Many additional counterexamples can be provided.

(2) The following characters in ISO/IEC 10646 may have the same function:
to denote the integer 1:

0030 DIGIT ONE
00B9 SUPERSCRIPT ONE
0661 ARABIC-INDIC DIGIT ONE
06F1 EXTENDED ARABIC-INDIC DIGIT ONE
0967 DEVANAGARI DIGIT ONE
09E7 BENGALI DIGIT ONE
09F4 BENGALI CURRENCY NUMERATOR ONE
0A67 GURMUKHI DIGIT ONE
0AE7 GUJARATI DIGIT ONE
0B67 ORIYA DIGIT ONE
0BE7 TAMIL DIGIT ONE
0C67 TELUGU DIGIT ONE
0CE7 KANNADA DIGIT ONE
0D67 MALAYALAM DIGIT ONE
0E51 THAI DIGIT ONE
0ED1 LAO DIGIT ONE
2081 SUBSCRIPT ONE
215F FRACTION NUMERATOR ONE
2160 ROMAN NUMERAL ONE
2170 SMALL ROMAN NUMERAL ONE
2461 CIRCLED DIGIT ONE
2474 PARENTHESIZED DIGIT ONE
2488 DIGIT ONE FULL STOP
2776 DINGBAT NEGATIVE CIRCLED DIGIT ONE
2780 DINGBAT CIRCLED SANS-SERIF DIGIT ONE
278A DINGBAT NEGATIVE CIRCLED SANS-SERIF DIGIT ONE
3021 HANGZHOU NUMERAL ONE
3192 IDEOGRAPHIC ANNOTATION ONE MARK
3220 PARENTHESIZED IDEOGRAPH ONE
3280 CIRCLED IDEOGRAPH ONE
4E00 CJK UNIFIED IDEOGRAPH-4E00
58F9 CJK UNIFIED IDEOGRAPH-58F9
FF11 FULLWIDTH DIGIT ONE

Given the above, it is not possible to uniformly use either formal or
functional criteria in order to establish distinctness. The only thing
left is a character's name, which, in the current ISO character standards
is the only normative property of a character.

* Do we really need this "bit combinations" nonsense? Isn't
octet good enough? If not, bit combinations needs to be
treated more rigorously.

Yes, "bit combination" is needed. For example, in the case of ISO/IEC 10646
UCS-2 (and Unicode), and UCS-4, one is dealing with bit combinations that
consist of 16 and 32 bits respectively. This has an impact on byte (and
half word) ordering since these standards do not dictate byte (or half word)
order in internal or external coded representations.

While 10646 does specify that a high-endian byte order should be used when
serializing (coded representations) as octets, it does not state that one
must serialize it as octets. Unicode specifically defines a "byte-order
mark" property of the coded character FFEF ZERO WIDTH NO-BREAK SPACE in
order to provide a self-identification mechanism to resolve byte order
differences.

See the note under definition 4.24 of ISO 8879:

NOTE - a bit combination should not be confused with a "byte", which is a
name given to a particular size of bit string, typically seven or eight
bits. A single bit combination could contain several bytes.

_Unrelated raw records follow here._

PR #3741, opened 2015-03-20
(maint) Introduce VCR to the bundle, have nicer HTTP stubbing

ffrank:
This adds more lines than it removes, but most of them are in fixtures.

The code itself is currently about +/- 0, but future HTTP tests can be implemented with very little overhead.

### DIFF
--- a/spec/spec_helper.rb
+++ b/spec/spec_helper.rb
@@ -43,6 +43,13 @@ Pathname.glob("#{dir}/shared_behaviours/**/*.rb") do |behaviour|
   require behaviour.relative_path_from(Pathname.new(dir))
 end
 
+require 'vcr'
+VCR.configure do |vcr|
+  vcr.cassette_library_dir = File.expand_path('vcr/cassettes', PuppetSpec::FIXTURE_DIR)
+  vcr.hook_into :webmock
+  vcr.configure_rspec_metadata!
+end
+
 RSpec.configure do |config|
   include PuppetSpec::Fixtures
 
--- a/spec/unit/network/http/connection_spec.rb
+++ b/spec/unit/network/http/connection_spec.rb
@@ -105,6 +105,14 @@ describe Puppet::Network::HTTP::Connection do
     let (:host) { "my_server" }
     let (:port) { 8140 }
 
+    before :all do
+      WebMock.disable!
+    end
+
+    after :all do
+      WebMock.enable!
+    end
+
     it "should provide a useful error message when one is available and certificate validation fails", :unless => Puppet.features.microsoft_windows? do
       connection = Puppet::Network::HTTP::Connection.new(
         host, port,
--- a/spec/unit/network/http/connection_spec.rb
+++ b/spec/unit/network/http/connection_spec.rb
@@ -42,31 +42,18 @@ describe Puppet::Network::HTTP::Connection do
     end
   end
 
-  context "when methods that accept a block are called with a block" do
-    let (:host) { "my_server" }
+  context "when methods that accept a block are called with a block", :vcr do
+    let (:host) { "my-server" }
     let (:port) { 8140 }
     let (:subject) { Puppet::Network::HTTP::Connection.new(host, port, :use_ssl => false, :verify => Puppet::SSL::Validator.no_validator) }
 
-    before :each do
-      httpok.stubs(:body).returns ""
-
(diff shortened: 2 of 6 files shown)


ffrank:
Huh. Does Travis not care about `maint` branches anymore?

kylog:
Not sure what's up with travis. It just didn't trigger. Same with #3737.

I'm also not sure how to trigger a run on a PR that travis hasn't noticed. I'm going to try and close/reopen to see if that kicks it.

kylog:
That seemed to do it. I see it's pending in travis now.

ffrank:
Thanks @kylog.

spec/spec_helper.rb
```diff
@@ -43,6 +43,15 @@ module PuppetSpec
   require behaviour.relative_path_from(Pathname.new(dir))
 end
 
+PROJECT_ROOT = File.expand_path('..', File.dirname(__FILE__))
+
+require 'vcr'
+VCR.configure do |vcr|
+  vcr.cassette_library_dir = File.expand_path('spec/fixtures/vcr/cassettes', PROJECT_ROOT)
```
ffrank: Note to self: use `FIXTURE_DIR` from above.

peterhuene:
I'm marking this PR blocked until we decide what is going to happen to PR #3748.  We don't think that this change is necessary without moving forward on the other PR.

peterhuene:
Given @ahpook's approval on PR #3748, I'm removing the block status.  I'll take one more look at this tomorrow, but I think the time has finally come to merge.

kylog:
I see that this was originally inspired by use of vcr in r10k, and also that r10k removed use of vcr in https://github.com/puppetlabs/r10k/pull/414, so it'd be nice to see if there were lessons learned there that we should consider here.  /cc @adrienthebo

spec/unit/network/http/connection_spec.rb
```diff
@@ -42,31 +42,18 @@
     end
   end
 
-  context "when methods that accept a block are called with a block" do
-    let (:host) { "my_server" }
+  context "when methods that accept a block are called with a block", :vcr => true do
```
kylog: Per https://www.relishapp.com/vcr/vcr/v/2-9-3/docs/test-frameworks/usage-with-rspec-metadata, with rspec 3 this can be just `:vcr` rather than `:vcr => true`. (It's a bit of a nit, but it seems to be the pattern that shows up in the reference docs, so may seem less different to vcr newbies like myself who go poking around on relishapp.)

adrienthebo:
@kylog I removed VCR from r10k for several reasons. First off, VCR 2.9.3 doesn't support Faraday 0.9.x which meant that we couldn't record new cassettes without using a bunch of workarounds. Secondly, Faraday has a test adapter built in, which makes it very easy to test HTTP request/responses without having to manually stub out the entire world - VCR makes it a bit nicer but it's not necessary. Lastly VCR hasn't had a release in a while and currently needs maintainers, and the fact that VCR 2.9.4 wasn't getting released in a timely manner coupled with the fact that Faraday has a good testing system built in meant that it was easier for me to drop VCR.

For your case where you're testing with net/http VCR might be much more useful, and the problems that affected me may not affect you.There's nothing wrong with VCR so much as there are issues with VCR and Faraday.

ffrank:
Worth noting that I picked `WebMock` over Faraday because it looked easier.

Granted, I didn't put much research effort into the pros and cons of the different stubbing solutions that are available here. So far, `WebMock` looks perfectly adequate to me.

kylog:
To be clear, I wasn't advocating *against* vcr per se (I honestly haven't looked into this area at all), just noting that bit of history and wanted to foster some discussion around tradeoffs.

peterhuene:
For what it's worth, it does look like there are some new maintainers to VCR that are starting to pick development back up.  I'm :+1: with keeping VCR as we're not using Faraday in puppet currently.

adrienthebo:
Yep, if you're not using Faraday then VCR should be perfectly adequate. It's a really nice library and I am quite fond of it.

spec/unit/network/http/connection_spec.rb
ffrank: That's valuable feedback, thanks Kylo. I'm all :+1: for being more in keeping with common documentation.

----------------------------------------------------------------------
----------------------------------------------------------------------

Regarding the definitions you currently provided in your draft RFC:

----------------------------------------------------------------------

[Dan]
character : an atom of information; for example, a letter or a digit.

[Glenn]
(a) character : a unit of information used for the organisation,
control, or representation of data.

There isn't a whole lot to argue here. Dan's definition is a bit closer
to the ISO 8879 definition which uses the phrase "atom of information".
My definition is a bit closer to the standard SC2 definition, but omits
reference to a containing set.

If an example is necessary, as in "for example, a letter or digit", then
I would prefer making it into a note rather than as part of the definition.
I would also extend that note to read somethine like the following:

NOTE - when representing data, the nature of that data is generally
symbolic as opposed to some other kind of data (e.g., numeric, aural,
visual, etc.). Examples of such symbolic data include: letters, syllabograms,
ideographs, digits, punctuation, technical symbols, dingbats, etc.

In no case, however, should the following information be omitted:

NOTE - a character is associated with a name and, optionally, with
a representative image (rendering).

----------------------------------------------------------------------

[Dan]
coded character set : a function whose domain is a subset of the integers,
and whose range is a set of characters.

[Glenn]
(f) coded character set : a one-to-one mapping from a character
repertoire to a code set.

These two definitions are considerably different.

Dan uses the phrase "set of characters" without defining the
membership criteria for such a set. I avoid this by not using
the term set at all, and instead using the formally defined term
"character repertoire" which is based on the notion of a collection
(which has no necessary membership criteria) rather than a set.

Dan also uses "a subset of the integers" where I use the formally
defined term "code set".

Finally, I express the relationship as a "one-to-one", but not "onto"
mapping, while Dan expresses the relationship as a function. More
importantly, I define the relationship as a mapping from characters to
code set positions, while Dan expresses it as a function from integers
(i.e., code set positions) to characters.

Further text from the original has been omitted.